(Beginning of DATA FOR ANALYSIS)

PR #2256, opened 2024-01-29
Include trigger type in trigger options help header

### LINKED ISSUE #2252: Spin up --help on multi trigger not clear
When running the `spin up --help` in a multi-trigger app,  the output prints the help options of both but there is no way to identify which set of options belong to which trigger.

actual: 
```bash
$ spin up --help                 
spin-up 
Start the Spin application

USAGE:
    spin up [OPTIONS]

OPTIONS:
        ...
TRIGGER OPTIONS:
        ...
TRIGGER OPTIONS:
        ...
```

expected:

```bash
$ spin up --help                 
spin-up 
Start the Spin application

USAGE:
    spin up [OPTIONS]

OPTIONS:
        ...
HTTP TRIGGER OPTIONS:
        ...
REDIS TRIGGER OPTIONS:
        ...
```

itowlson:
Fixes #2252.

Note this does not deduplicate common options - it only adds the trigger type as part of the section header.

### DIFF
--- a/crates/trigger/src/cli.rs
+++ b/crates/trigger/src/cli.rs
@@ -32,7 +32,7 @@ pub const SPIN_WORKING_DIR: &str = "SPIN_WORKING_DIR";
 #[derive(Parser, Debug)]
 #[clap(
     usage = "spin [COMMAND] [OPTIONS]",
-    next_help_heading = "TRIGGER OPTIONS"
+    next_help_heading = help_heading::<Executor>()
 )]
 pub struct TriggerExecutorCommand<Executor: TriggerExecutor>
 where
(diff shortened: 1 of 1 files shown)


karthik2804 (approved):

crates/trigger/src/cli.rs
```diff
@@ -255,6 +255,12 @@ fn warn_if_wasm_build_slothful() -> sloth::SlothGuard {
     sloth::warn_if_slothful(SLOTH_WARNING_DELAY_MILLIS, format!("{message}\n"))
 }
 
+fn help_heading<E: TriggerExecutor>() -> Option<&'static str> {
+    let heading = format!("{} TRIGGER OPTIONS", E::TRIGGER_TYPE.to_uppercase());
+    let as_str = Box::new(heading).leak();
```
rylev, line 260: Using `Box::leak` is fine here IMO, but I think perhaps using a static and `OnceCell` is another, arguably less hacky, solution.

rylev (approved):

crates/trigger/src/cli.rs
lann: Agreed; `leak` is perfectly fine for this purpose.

(End of DATA FOR ANALYSIS)
(Beginning of DATA FOR ANALYSIS)

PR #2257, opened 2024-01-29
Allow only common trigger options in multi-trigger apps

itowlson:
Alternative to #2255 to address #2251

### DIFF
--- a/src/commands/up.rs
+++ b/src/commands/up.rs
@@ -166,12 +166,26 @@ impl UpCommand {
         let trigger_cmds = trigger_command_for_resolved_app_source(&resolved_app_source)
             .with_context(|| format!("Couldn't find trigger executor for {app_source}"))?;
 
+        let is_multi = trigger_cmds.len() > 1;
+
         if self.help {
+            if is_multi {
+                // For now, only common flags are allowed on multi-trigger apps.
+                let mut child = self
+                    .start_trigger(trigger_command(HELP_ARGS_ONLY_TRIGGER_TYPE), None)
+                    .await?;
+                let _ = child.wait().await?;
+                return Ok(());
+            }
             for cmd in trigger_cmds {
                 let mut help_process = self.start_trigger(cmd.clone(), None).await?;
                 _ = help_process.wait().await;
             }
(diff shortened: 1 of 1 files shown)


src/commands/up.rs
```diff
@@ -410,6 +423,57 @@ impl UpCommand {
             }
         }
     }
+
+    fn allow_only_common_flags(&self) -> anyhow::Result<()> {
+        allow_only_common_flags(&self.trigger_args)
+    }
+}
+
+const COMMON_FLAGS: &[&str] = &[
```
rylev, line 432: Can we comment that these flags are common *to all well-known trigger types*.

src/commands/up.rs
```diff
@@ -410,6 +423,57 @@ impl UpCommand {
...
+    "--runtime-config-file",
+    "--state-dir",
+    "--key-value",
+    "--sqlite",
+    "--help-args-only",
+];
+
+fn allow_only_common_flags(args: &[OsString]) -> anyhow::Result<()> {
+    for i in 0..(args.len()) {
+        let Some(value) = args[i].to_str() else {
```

(End of DATA FOR ANALYSIS)
(Beginning of DATA FOR ANALYSIS)

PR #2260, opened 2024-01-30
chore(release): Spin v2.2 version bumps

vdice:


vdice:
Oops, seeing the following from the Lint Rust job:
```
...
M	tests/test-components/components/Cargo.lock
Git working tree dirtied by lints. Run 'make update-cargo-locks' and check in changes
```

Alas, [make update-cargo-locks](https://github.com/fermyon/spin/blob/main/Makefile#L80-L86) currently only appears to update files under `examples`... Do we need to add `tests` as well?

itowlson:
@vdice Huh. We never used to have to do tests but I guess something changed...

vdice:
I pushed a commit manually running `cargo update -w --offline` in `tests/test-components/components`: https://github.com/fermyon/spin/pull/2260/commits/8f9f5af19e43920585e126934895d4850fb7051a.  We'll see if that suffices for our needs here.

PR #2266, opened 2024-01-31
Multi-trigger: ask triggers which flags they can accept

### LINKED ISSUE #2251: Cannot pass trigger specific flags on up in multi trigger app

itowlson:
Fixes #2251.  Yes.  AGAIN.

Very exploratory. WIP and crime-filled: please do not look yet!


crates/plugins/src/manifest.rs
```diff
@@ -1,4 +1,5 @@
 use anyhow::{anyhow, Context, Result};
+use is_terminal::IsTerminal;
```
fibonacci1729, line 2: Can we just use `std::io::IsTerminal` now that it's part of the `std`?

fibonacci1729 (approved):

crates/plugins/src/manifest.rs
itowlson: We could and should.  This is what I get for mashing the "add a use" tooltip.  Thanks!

(End of DATA FOR ANALYSIS)

## ABOUT THIS TASK
Copy each line of the records that contains the word "locks".

## TASK RESULT
Git working tree dirtied by lints. Run 'make update-cargo-locks' and check in changes
Alas, [make update-cargo-locks](https://github.com/fermyon/spin/blob/main/Makefile#L80-L86) currently only appears to update files under `examples`... Do we need to add `tests` as well?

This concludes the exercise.